Your answer should be the lines from the one containing "Gedochao: done" through the final line below, copied exactly.

--------

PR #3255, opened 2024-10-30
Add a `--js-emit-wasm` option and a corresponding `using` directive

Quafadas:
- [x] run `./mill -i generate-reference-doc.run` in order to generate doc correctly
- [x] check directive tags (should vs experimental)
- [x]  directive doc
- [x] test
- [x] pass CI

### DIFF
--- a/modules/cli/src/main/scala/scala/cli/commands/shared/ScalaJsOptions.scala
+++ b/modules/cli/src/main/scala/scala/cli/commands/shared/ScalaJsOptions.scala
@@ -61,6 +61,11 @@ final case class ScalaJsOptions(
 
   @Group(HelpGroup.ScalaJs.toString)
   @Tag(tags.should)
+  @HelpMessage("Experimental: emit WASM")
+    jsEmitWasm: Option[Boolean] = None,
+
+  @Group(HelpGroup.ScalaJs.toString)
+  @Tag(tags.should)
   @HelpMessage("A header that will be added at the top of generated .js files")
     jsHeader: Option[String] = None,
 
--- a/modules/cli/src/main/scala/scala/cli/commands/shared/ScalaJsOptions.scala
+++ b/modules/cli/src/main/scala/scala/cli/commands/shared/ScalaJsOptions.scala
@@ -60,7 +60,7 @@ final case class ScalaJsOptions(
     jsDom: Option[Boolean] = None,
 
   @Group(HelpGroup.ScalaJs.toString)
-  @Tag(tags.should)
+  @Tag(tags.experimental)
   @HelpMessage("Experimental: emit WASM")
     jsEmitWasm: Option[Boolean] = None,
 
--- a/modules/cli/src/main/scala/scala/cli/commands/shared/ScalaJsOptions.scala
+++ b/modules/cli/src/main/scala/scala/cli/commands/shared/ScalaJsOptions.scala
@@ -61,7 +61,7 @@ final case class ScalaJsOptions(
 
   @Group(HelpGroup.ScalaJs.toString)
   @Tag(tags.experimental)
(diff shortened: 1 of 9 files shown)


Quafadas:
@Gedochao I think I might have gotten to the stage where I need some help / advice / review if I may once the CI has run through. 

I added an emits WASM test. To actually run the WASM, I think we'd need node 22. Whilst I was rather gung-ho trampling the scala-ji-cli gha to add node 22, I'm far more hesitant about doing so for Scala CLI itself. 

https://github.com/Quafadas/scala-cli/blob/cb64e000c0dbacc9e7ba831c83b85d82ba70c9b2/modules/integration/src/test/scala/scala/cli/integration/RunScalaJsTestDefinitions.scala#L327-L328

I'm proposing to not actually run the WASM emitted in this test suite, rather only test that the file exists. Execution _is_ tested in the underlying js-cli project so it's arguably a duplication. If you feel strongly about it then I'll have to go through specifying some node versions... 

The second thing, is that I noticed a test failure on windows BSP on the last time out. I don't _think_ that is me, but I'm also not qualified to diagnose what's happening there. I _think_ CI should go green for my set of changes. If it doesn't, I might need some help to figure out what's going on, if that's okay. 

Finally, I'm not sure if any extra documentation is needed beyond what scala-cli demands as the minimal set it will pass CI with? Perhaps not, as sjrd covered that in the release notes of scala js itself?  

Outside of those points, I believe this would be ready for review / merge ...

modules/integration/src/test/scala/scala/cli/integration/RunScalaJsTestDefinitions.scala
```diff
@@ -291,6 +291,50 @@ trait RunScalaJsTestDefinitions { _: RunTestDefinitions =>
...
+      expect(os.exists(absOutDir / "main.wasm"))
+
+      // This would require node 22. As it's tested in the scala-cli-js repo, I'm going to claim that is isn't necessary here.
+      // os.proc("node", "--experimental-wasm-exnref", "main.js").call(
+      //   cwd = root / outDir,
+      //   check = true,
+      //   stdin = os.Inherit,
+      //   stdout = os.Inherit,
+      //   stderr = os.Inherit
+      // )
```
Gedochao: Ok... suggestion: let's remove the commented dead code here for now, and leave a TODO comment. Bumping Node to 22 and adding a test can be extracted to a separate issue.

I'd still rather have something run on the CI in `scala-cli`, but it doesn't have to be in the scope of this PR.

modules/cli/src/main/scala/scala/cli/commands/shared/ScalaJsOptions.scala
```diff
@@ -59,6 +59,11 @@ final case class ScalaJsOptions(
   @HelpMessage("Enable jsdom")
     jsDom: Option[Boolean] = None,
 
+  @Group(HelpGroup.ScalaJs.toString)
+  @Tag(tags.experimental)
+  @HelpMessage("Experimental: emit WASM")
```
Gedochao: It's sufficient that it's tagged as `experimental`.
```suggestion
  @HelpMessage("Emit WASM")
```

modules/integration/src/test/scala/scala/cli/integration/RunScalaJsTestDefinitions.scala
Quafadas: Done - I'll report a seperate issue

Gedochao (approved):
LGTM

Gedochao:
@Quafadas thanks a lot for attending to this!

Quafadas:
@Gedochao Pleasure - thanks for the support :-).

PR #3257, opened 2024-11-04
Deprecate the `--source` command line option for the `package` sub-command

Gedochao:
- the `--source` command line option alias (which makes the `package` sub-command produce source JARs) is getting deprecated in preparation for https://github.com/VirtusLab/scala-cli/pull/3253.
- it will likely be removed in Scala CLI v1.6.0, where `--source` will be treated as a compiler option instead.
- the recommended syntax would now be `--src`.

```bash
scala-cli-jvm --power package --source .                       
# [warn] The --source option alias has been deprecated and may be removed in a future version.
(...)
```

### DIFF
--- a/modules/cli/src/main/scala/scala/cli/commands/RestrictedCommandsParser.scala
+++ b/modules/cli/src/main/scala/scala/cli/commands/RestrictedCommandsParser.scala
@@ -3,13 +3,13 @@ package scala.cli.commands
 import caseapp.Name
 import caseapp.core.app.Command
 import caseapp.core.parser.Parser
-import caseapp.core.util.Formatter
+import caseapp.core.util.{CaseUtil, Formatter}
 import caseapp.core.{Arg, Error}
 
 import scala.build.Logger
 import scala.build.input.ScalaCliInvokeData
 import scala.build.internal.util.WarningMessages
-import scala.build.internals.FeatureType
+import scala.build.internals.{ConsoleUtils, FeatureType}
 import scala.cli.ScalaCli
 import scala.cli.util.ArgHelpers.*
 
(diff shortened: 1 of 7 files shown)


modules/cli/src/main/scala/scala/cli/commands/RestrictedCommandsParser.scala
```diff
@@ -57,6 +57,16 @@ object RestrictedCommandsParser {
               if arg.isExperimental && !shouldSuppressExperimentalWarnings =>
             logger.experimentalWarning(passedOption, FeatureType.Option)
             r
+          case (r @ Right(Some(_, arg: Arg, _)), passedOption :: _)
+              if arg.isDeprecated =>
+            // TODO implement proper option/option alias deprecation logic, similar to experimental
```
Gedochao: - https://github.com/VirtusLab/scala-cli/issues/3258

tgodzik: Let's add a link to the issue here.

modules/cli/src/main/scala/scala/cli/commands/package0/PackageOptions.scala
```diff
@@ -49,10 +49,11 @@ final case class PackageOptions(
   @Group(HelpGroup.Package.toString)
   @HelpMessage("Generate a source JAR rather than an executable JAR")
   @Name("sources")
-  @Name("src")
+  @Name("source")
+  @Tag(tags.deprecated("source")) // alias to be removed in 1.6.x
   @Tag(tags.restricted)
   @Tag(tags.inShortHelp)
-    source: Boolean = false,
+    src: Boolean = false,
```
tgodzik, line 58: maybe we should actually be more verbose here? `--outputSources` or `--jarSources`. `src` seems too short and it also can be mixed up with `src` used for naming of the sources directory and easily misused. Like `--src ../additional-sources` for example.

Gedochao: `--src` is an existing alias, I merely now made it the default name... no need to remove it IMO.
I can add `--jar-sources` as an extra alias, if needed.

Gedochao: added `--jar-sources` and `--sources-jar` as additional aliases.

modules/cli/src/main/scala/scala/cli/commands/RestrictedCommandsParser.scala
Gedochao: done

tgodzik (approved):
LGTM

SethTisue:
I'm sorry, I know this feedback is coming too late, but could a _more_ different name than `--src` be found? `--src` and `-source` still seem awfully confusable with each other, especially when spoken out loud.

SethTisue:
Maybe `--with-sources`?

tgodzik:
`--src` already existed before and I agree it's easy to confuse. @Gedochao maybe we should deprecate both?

--------

**REPLY**
Gedochao: done

tgodzik (approved):
LGTM

SethTisue:
I'm sorry, I know this feedback is coming too late, but could a _more_ different name than `--src` be found? `--src` and `-source` still seem awfully confusable with each other, especially when spoken out loud.

SethTisue:
Maybe `--with-sources`?

tgodzik:
`--src` already existed before and I agree it's easy to confuse. @Gedochao maybe we should deprecate both?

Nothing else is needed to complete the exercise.